# clayed & polished today...



## sixstrings (Mar 2, 2015)

Spent all day on her today....


----------



## Dreams1966 (Oct 27, 2014)

Looks like time well spent


----------



## sixstrings (Mar 2, 2015)

8 hours hard graft.....and then a bird well i think judging by the size a golden eagle crapped all over it ...cheeky b__tard....


----------



## Chrisrj (Feb 13, 2013)

always the way! dark wheels really suit the car


----------



## blaird03 (Nov 9, 2013)

Exact same as my previous MK2. Lovely colour/wheels combo


----------



## Danny732 (Jan 4, 2015)

Same colour as mine.
Wondered what it would look like with dark wheels.
Nice work and looks good :-D


----------



## chrisgreenfield (Mar 8, 2015)

Is this classified as Monza Silver.. Looks the same as the one I have in order, looks perfect with a nice clean anyway!

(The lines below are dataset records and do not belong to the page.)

PR #10445, opened 2026-07-24
fix(file-provider): Do not continue polling ETag from file provider when account is disabled

Rello:
the apple file provider extension is not respecting an 401 from the server (token revoked) and is still sending propfinds every 30 seconds. 
This change will align it to the classic sync

Assisted-by: GPT-5.6

### DIFF
--- a/src/gui/folderman.cpp
+++ b/src/gui/folderman.cpp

Sent from my iPhone using Tapatalk


----------



## Danny732 (Jan 4, 2015)

chrisgreenfield said:


> Is this classified as Monza Silver.. Looks the same as the one I have in order, looks perfect with a nice clean anyway!
> 
> Sent from my iPhone using Tapatalk


Sorry just seen your post.

Looks like Condor Grey to me.

Did you get your car yet and find out?


----------



## chrisgreenfield (Mar 8, 2015)

No worries mate! Picked my motor up last Thursday, mine is Monza silver and looks similar but not sure!

Sent from my iPhone using Tapatalk


----------



## Coisty06 (Dec 20, 2011)

Nice car mate


----------